Dataset entries
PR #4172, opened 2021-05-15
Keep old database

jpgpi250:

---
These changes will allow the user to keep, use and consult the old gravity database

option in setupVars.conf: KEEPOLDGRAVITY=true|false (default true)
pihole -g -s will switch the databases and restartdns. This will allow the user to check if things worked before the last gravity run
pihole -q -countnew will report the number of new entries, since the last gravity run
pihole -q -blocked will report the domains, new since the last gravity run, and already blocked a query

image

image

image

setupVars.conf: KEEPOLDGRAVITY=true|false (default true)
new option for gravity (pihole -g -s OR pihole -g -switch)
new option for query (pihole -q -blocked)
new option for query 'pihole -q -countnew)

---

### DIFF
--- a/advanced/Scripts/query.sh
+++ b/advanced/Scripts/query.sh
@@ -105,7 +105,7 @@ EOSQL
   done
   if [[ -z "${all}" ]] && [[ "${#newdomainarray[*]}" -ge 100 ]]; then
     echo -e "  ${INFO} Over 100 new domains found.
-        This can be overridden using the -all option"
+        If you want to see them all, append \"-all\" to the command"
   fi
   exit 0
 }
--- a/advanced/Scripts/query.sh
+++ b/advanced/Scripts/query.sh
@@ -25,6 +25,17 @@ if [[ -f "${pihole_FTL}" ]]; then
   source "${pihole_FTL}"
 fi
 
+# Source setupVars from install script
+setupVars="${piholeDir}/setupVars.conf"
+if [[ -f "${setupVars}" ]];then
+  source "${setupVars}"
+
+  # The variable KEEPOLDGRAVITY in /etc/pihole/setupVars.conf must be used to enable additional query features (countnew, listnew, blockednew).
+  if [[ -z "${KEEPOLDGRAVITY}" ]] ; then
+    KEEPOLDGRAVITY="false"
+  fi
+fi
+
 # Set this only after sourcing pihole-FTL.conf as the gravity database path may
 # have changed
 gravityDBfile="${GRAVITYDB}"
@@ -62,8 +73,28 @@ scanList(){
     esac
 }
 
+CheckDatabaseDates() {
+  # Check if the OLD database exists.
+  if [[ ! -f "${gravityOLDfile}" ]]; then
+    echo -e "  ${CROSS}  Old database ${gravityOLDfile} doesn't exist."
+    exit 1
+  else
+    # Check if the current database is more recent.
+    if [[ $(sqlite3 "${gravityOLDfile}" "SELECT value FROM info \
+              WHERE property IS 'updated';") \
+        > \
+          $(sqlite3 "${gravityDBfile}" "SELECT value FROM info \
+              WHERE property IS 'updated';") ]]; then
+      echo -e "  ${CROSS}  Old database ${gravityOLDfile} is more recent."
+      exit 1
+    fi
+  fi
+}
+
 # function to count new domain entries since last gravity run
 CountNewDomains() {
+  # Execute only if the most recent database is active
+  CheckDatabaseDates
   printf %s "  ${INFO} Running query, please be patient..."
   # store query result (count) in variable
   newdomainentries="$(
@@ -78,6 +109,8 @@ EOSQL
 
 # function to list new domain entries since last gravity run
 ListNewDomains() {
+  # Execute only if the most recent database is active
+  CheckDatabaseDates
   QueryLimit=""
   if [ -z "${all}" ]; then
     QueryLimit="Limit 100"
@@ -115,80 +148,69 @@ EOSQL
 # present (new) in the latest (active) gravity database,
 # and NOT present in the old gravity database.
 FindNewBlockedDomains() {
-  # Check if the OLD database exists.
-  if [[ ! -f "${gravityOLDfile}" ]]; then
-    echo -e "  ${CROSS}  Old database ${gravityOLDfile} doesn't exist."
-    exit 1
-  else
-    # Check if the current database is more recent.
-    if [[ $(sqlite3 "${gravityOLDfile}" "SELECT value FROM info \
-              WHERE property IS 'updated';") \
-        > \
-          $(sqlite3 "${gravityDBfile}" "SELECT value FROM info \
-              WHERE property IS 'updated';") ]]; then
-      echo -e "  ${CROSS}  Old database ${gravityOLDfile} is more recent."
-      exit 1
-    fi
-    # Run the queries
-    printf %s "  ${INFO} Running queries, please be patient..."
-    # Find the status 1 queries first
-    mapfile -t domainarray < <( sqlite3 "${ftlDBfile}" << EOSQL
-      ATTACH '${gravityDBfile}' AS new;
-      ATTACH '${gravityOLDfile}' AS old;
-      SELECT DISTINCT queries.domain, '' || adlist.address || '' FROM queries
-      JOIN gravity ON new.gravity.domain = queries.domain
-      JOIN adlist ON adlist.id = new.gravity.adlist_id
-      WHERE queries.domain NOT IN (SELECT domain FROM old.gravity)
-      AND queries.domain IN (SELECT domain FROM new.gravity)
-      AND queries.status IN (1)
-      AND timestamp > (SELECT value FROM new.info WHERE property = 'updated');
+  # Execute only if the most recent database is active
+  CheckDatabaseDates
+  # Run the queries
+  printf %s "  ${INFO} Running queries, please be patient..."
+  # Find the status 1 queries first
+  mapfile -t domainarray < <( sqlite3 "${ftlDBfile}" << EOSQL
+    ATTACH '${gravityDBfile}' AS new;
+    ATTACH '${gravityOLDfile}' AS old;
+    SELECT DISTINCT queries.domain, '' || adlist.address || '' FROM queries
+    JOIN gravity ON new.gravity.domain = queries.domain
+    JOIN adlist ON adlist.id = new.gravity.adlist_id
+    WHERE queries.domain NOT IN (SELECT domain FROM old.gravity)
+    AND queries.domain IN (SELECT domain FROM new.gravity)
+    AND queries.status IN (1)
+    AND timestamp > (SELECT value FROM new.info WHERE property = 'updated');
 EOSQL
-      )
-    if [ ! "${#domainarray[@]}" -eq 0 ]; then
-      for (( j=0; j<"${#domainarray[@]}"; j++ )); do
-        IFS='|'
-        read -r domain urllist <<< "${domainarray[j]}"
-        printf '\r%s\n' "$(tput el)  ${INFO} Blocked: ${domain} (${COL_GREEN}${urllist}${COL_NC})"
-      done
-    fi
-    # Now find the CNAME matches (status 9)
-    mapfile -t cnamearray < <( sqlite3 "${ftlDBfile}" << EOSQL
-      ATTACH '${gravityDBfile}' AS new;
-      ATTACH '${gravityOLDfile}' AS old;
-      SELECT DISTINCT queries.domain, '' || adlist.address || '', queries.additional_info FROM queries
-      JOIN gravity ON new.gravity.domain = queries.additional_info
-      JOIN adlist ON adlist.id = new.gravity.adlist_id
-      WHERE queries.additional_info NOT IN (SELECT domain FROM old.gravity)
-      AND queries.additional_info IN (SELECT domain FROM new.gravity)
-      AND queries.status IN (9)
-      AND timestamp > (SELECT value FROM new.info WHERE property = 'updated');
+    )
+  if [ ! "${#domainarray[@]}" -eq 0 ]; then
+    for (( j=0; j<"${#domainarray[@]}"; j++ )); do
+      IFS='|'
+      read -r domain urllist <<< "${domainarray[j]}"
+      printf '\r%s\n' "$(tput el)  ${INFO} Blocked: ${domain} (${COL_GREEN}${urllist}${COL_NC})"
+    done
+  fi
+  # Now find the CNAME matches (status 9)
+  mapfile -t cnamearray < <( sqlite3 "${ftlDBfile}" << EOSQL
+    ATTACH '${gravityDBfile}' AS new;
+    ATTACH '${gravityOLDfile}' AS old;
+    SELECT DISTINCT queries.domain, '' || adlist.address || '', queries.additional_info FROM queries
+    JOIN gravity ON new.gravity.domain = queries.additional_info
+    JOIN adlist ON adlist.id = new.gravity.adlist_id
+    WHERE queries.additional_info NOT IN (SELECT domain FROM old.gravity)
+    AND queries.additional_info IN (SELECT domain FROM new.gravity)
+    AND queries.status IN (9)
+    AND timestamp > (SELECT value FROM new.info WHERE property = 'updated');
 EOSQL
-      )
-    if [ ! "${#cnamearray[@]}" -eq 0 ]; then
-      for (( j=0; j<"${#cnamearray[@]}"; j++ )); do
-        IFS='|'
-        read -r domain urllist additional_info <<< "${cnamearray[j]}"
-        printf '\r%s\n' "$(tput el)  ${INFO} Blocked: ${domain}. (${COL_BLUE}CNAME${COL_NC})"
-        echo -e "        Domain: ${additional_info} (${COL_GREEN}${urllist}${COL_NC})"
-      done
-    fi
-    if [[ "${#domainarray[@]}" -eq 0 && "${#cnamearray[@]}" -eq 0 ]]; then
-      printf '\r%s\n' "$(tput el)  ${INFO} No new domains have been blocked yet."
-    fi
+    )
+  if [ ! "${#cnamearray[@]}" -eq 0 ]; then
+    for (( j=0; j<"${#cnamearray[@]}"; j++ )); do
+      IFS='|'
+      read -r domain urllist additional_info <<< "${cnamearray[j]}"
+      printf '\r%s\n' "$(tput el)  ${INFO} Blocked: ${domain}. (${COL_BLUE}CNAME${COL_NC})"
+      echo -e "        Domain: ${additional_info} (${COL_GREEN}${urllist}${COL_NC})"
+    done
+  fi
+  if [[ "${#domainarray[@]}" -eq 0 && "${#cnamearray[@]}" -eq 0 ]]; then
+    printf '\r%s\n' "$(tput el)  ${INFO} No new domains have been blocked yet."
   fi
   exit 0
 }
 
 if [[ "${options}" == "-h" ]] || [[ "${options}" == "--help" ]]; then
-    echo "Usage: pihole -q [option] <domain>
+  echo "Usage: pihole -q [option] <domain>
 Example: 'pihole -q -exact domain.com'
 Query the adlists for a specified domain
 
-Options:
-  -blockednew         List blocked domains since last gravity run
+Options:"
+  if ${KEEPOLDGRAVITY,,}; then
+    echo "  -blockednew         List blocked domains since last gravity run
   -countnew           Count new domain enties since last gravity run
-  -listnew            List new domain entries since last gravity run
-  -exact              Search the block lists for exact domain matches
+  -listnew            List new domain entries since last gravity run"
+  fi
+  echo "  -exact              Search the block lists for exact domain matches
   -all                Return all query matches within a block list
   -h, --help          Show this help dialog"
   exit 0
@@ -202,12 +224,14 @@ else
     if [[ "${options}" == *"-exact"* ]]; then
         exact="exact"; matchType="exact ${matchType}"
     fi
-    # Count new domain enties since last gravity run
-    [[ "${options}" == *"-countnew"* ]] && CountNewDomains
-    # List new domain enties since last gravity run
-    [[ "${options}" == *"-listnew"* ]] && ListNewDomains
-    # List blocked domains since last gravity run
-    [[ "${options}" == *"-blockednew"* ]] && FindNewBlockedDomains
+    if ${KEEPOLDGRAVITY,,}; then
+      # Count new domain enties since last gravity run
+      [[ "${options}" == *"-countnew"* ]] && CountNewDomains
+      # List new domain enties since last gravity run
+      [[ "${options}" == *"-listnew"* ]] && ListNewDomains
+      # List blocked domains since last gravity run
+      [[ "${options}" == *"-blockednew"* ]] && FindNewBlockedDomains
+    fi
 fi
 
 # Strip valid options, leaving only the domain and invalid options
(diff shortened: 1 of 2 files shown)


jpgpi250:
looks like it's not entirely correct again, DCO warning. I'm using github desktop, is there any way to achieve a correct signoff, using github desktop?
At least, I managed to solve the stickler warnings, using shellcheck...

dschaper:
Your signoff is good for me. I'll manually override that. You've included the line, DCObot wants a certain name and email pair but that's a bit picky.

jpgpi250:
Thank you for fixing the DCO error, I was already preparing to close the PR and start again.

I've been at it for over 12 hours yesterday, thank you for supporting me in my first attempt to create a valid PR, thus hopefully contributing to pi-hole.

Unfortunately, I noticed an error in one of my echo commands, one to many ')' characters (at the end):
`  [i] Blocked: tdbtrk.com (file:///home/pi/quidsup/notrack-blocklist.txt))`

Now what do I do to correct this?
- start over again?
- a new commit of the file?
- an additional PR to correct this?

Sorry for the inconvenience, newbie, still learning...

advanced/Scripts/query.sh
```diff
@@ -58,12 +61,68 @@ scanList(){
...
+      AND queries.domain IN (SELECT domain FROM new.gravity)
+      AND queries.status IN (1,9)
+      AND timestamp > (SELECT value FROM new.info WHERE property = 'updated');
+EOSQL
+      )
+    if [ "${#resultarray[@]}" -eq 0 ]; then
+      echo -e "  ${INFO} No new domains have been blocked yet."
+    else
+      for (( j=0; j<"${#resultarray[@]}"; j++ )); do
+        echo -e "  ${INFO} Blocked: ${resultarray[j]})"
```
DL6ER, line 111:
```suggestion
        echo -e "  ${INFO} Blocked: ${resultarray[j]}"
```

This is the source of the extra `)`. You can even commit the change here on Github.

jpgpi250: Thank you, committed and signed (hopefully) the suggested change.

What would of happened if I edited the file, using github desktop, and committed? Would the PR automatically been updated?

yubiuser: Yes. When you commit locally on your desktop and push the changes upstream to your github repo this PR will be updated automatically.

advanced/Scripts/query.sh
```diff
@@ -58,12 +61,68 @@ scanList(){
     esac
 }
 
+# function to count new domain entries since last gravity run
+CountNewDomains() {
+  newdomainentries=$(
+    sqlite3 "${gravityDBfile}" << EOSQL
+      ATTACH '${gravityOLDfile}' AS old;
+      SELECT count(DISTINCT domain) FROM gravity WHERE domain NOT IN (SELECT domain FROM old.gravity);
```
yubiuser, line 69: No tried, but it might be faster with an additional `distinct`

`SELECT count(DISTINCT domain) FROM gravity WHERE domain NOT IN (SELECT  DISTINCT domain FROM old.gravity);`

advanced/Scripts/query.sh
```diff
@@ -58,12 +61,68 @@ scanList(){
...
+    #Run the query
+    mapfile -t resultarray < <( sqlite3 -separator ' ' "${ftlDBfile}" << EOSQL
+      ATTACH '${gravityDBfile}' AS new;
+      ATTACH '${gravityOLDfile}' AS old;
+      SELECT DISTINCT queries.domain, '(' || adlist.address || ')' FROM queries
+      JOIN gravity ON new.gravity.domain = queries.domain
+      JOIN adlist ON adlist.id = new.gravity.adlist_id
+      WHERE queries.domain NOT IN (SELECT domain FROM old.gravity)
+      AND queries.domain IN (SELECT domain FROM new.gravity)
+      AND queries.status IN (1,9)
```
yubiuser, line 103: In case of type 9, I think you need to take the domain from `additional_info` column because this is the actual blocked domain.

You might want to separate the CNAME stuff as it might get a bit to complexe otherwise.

TASK STATEMENT. Wherever the string "first" shows up in a line above, tally that line, and answer with the final number alone.

TASK OUTPUT. 3